Post by BitTooAggressive »

Marseille07 wrote: Mon Sep 13, 2021 9:52 am
BitTooAggressive wrote: Mon Sep 13, 2021 7:52 am Ok. That is really splicing hairs IMO. If you forgot a rule or learned something knew can you adjust your rules?

I am just going to have to think all market timing is not bad.
I didn't say all market timing is bad. Some people do well with it.

The problem I see with your OP is that the approach seems rather arbitrary. You seem to be dividing up your investments into "long term" vs "short term," however those are defined. And while the "short term" seems fixed income only, the "long term" bucket would hold anything based on your discretion.
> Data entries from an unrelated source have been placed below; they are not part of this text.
PR #76, opened 2022-05-08
Update node/expressions

ramirobg94:


src/arena/expression/parser.js
```diff
@@ -21,15 +21,27 @@ const getNodeParents = ({node, record}) => {
   return parentsUuids;
 };
 
+const getNodeSibilings = ({node, record}) => {
+  return Object.values(record.nodes)
+    .filter(
+      _node => _node.parentUuid === node.parentUuid && node.uuid !== _node.uuid,
+    )
+    .map(_node => _node.uuid);
+};
```
ramirobg94: this code is duplicated and it is also. into the selectors, the logic is going to be extracted to 
src/arena/core ( nor sure about the root )
to be a method of Records

src/state/nodes/sagas/updateNode/_tests/## Validations.pl
```diff
@@ -0,0 +1,67 @@
+## Validations
```
ramirobg94, line 1: this are the test to be implemented to check if the updateNode cover all the cases that we discussed, if you find some case that is not covered please add here

src/state/nodes/sagas/updateNode/methods/index.js
```diff
@@ -1,22 +1,23 @@
...
+const {
+  checkIfNodeExpressionsDependsOnReferenceNode,
+} = require('arena/expression/parser');
 
-const evalExpression = ({expression, node, record, nodes, nodeDefs}) => {
+const evalExpression = ({expression, node, record, survey}) => {
   // dode from arena -> const _getApplicableExpressions = (survey, record, nodeCtx, expressions, stopAtFirstFound = false) => {
 
-  return; //  error/warning(validationObject)
+  return node.value >= 0; //  error/warning(validationObject)
```
ramirobg94: here is going to be the evalExpr from jse-eval with the js expression ready

src/state/nodes/sagas/updateNode/methods/index.js
```diff
@@ -53,44 +67,71 @@ const updateDependantNodes = ({nodeDefs, node, record, nodes}) => {
...
+    record = {
+      ...record,
+      nodes: {
+        ...record.nodes,
+        ...(updatedNodes || []).reduce(
+          (acc, _node) => ({...acc, [_node.uuid]: {..._node}}),
+          {},
+        ),
+      },
+    };
```
ramirobg94: I feel dirty here but...

src/arena/expression/parser.js
SteRiccio: sure, and don't forget that iterating over all the nodes in a big record could be quiete slow, specially if you are comparing uuids... I don't want to say "in arena we did..." but in arena we have done it with an index (nodes by parent uuid) to simplify the search of children (at least)

src/arena/expression/parser.js
```diff
@@ -73,45 +85,116 @@ const _parseArenaExpression = ({expression, node, survey, record}) => {
...
-      ...expression,
-      jsExpression: _parseArenaExpression({
-        expression: expression.expression,
-        node,
-        survey,
-        record,
-      }),
-      jsApplyIf: _parseArenaExpression({
-        expression: expression.applyIf,
+  if (type === 'ALL') {
```
SteRiccio: what is this type "ALL"?

src/arena/expression/parser.js
```diff
@@ -73,45 +85,116 @@ const _parseArenaExpression = ({expression, node, survey, record}) => {
...
+    expression = [
+      ...(nodeDefsByUuid[node.nodeDefUuid].propsAdvanced?.validations
+        ?.expressions || []),
+      ...(nodeDefsByUuid[node.nodeDefUuid].propsAdvanced?.applicable || []),
+      ...(node.updatedBy !== 'USER'
```
SteRiccio: ?!

src/arena/expression/parser.js
```diff
@@ -73,45 +85,116 @@ const _parseArenaExpression = ({expression, node, survey, record}) => {
...
+  referenceNode,
+}) => {
+  const nodeDefsUuidsByName = getNodeDefUuidsByName({survey});
+  const nodeDefsByUuid = survey.nodeDefs;
+  const {expression, applyIf} = _expression;
+
+  let found = false;
+
+  Object.keys(nodeDefsUuidsByName).forEach(nodeDefName => {
+    const hasNodeDef =
```
SteRiccio: what is expression? a string? what if you have some other node def starting with "nodeDefName"?

src/arena/expression/parser.js
ramirobg94: Yep, we can also use [memoization](https://www.freecodecamp.org/news/understanding-memoize-in-javascript-51d07d19430e/) , better to delegate the responsibility of this Cache to the memory instead of us and have to store and recalculate again and again this "index"

src/arena/expression/parser.js
ramirobg94: What do you like to use to return all of the expressions?

src/arena/expression/parser.js
ramirobg94: how about to have updated_by into the nodes and now if the change was made by a user of the System ( default ) instead of having a flag that we have to maintain and clean, just a proposal open to discuss

src/arena/expression/parser.js
ramirobg94: in this case yes, 

This is how we have this info into the survey

```
{
    propsAdvanced: {
        validations: {
            expressions: [
                {
                    uuid: '1285f356-c0e2-4219-9c88-97c68f63fac7',
                    applyIf: '',
                    messages: {},
                    severity: 'error',
                    expression: 'cluster_name != "null"',
                },
            ],
        },
    defaultValues: [
        {
            uuid: '1536f442-1a1a-4bc7-8883-3392635d00e3',
            applyIf: 'cluster_key == 1',
            messages: {},
            severity: 'error',
            expression: '"aaa"',
        },
    ],

    applicable: [
        {
            uuid: 'e57d19cd-577a-4430-ae7b-a04e45c6194e',
            applyIf: '',
            messages: {},
            severity: 'error',
            expression: 'plot_key > 0',
        },
    ],
    }
}
```

What is the best way to name :

```
 {
                    uuid: '1285f356-c0e2-4219-9c88-97c68f63fac7',
                    applyIf: '',
                    messages: {},
                    severity: 'error',
                    expression: 'cluster_name != "null"',
},
```

and this?

```expression: 'cluster_name != "null"',```

File: src/arena/expression/parser.js (hunk 1 above)
Comment (SteRiccio) [reply src/arena/expression/parser.js]: I don't know what is faster actually... I think we have compared the 2 approaches (maybe 2 years ago...) with Mino: when you build the index you iterate all the nodes once, instead every call to a filter like the one you have implmeented iterates over all the nodes (and then is cached) but when the expression is evaluated it's done several times...

Comment (ramirobg94) [reply src/arena/expression/parser.js]: what approached did you try? store the index and meomization? or store the index and not store the index?

Comment (SteRiccio) [reply src/arena/expression/parser.js]: memoization without storing the index / generate and store the index: the second one was faster

File: src/arena/expression/parser.js (hunk 5 above)
Comment (SteRiccio) [reply src/arena/expression/parser.js]: pass a null type

File: src/state/form/selectors.js [hunk 8]
```diff
@@ -142,6 +142,7 @@ const getNodeDescendants = createCachedSelector(
   (recordNodes, node) => _getDescendants({nodes: recordNodes, node}),
 )((_state_, node) => node.uuid);
 
+// TO FIX nodeDef is not a condition to be a sibiling // also extraxt to Record and others functions using memoization
 const getNodeSibilings = createCachedSelector(
```
ramirobg94, line 146: getEntitySibilings, rename and add the correct one, also extract the internal logic to src/arena/core/Record/nodes

and use memoization

src/arena/expression/parser.js
SteRiccio: the default values are used even for the calculated attributes (read only attribute), they are not updated by the user

src/state/nodes/sagas/updateNode/index.js
```diff
@@ -27,16 +27,17 @@ function* handleUpdateNode({payload}) {
 
   //yield call(validateIfRootWithOtherRecords);
 
-  const {updatedNodes, validatedNodes} = yield call(updateNodeAndDependats, {
-    node,
-    updatedNode,
-    record,
-    recordNodes,
-    nodeDefsByUuid,
+  const recordWithNodes = {...record, nodes: {...recordNodes}};
```
ramirobg94, line 30: how about to use recordNodes instead of pass record all the time?

src/arena/expression/parser.js
SteRiccio: I was not talking about the name of the variable. One should be the expressionObject maybe, the other one expressionString... boh, anyway the problem is here: expression.includes(nodeDefName). If nodeDefName is "plot" and your expression is plot_id > 0, it will give you "true"

ramirobg94: I've put a comment above about this -> 
/* HERE is where we should replace the MemberExpression and Identifiers with the 'raw' value */

Bacause we should do with the Identifier and Member expressions parser

PR #88, opened 2022-05-30
add record list

ramirobg94:


src/screens/Records/components/ListRecords/component.js
```diff
@@ -3,17 +3,40 @@ import {View, Text} from 'react-native';
...
+    onSelect?.(record);
+  }, [record, onSelect]);
+
+  return (
+    <TouchableCard
+      onPress={handlePress}
+      customStyles={[styles.cardContainer, isSelected ? styles.selected : {}]}>
+      <View>
+        <Text>
+          {record.uuid} - {record.dateCreated}
```
SteRiccio, line 24: I think it's just a temporary solution to display the record, right?

SteRiccio (approved):

src/screens/Records/components/ListRecords/component.js
ramirobg94: yes

PR #95, opened 2022-06-05
Sagas/node

ramirobg94:


src/state/nodes/sagas/createNode/index.js
```diff
@@ -0,0 +1,77 @@
...
+
+  const childrenNodeDefs = yield select(state =>
+    surveySelectors.getNodeDefChildren(state, parentNodeDef),
+  );
+
+  if (childrenNodeDefs?.length <= 0) {
+    return [];
+  }
+
+  const nodes = yield all(
```
SteRiccio: What is this? Why don't you use arena core to create nodes? What about nodes in single entities and what about applying default values to that nodes?

src/state/nodes/sagas/createNode/index.js
```diff
@@ -0,0 +1,77 @@
...
+  const node = yield call(_createNode, {
+    record,
+    parentNode,
+    nodeDef,
+    survey,
+  });
+
+  yield put(nodesActions.setNode({node}));
+
+  if (nodeDef.type === 'entity') {
```
SteRiccio: Please use the NodeDefType in core

src/state/nodes/actionCreators.js
```diff
@@ -4,7 +4,10 @@ import types from './actionTypes';
 
 const {nodes} = createActions({
   [types.createNode$]: ({nodeDef}) => ({nodeDef}),
-  [types.updateNode$]: ({updatedNode}) => ({updatedNode}),
+  [types.updateNode$]: ({updatedNode, shouldClose}) => ({
+    updatedNode,
+    shouldClose,
```
SteRiccio: Should close what? Should close the node editor?

SteRiccio (changes requested):

src/state/nodes/sagas/createNodeAndDescendants/index.js
```diff
@@ -0,0 +1,41 @@
...
+  const recordWithNodes = {...record, nodes: {...(recordNodes || {})}};
+
+  const updateRecord = RecordNodesUpdater.addNodeAndDescendants({
+    survey,
+    record: recordWithNodes,
+    parentNode,
+    nodeDef,
+  });
+
+  // TODO Add surveyUuid into CORE and fix dates
```
ramirobg94: in core, because they are without timezone in core

SteRiccio (approved):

So...I don't really see the end game here. What are you trying to optimize, if at all?
Sure it’s rather arbitrary. Same with most people and their asset allocation. Most people that say are using a 70/30 could probably use an 80/20 or 60/40. I am trying to make sure my retirement savings last long enough for my wife and would like to leave something for children and grandchildren without taking too much risk….whatever too much is. So that means enough fixed income to survive a downturn but still having most of my money on stocks.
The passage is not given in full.